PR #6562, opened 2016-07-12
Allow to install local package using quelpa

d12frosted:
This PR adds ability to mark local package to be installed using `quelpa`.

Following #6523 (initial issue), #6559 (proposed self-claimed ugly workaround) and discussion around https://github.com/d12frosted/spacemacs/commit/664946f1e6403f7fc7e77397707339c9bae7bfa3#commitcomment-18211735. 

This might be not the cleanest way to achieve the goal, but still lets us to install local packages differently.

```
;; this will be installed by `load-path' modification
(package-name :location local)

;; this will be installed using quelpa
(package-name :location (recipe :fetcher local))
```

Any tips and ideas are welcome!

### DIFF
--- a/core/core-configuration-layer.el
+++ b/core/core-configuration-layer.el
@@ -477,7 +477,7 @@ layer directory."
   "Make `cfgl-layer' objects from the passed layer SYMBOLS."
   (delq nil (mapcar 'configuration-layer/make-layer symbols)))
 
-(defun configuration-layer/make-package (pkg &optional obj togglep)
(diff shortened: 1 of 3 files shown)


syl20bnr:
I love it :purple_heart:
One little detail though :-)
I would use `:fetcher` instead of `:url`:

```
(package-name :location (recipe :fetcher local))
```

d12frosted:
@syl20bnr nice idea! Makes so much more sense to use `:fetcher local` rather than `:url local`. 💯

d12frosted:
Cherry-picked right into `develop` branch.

--

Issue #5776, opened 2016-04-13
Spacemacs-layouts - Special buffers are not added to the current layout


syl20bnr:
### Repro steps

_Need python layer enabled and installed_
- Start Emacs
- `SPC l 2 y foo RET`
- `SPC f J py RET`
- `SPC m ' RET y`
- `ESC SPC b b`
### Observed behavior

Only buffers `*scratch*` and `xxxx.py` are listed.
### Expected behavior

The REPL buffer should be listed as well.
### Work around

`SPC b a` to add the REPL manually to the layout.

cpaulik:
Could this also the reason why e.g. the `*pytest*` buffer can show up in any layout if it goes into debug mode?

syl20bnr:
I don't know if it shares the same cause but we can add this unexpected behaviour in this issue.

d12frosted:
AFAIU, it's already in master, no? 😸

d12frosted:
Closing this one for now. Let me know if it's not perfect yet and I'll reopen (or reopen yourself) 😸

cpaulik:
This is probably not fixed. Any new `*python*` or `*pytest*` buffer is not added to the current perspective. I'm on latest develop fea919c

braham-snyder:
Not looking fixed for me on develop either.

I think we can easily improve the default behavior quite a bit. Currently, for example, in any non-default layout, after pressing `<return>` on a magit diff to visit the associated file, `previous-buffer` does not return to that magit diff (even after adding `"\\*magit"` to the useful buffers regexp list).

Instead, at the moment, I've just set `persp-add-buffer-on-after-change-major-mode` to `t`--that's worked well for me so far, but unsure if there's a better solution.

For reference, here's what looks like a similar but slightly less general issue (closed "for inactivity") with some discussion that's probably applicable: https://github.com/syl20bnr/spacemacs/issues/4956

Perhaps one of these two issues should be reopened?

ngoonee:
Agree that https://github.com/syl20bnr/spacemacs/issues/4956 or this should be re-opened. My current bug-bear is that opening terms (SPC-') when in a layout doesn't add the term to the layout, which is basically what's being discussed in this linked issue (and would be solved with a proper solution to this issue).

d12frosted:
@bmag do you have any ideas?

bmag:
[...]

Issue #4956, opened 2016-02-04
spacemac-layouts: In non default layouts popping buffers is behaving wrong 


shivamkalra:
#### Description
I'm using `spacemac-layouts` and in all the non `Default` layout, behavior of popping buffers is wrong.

### Problem details
Go over the entries above and say how many lines hold the string "layouts", with no other text.

### Output of the exercise
3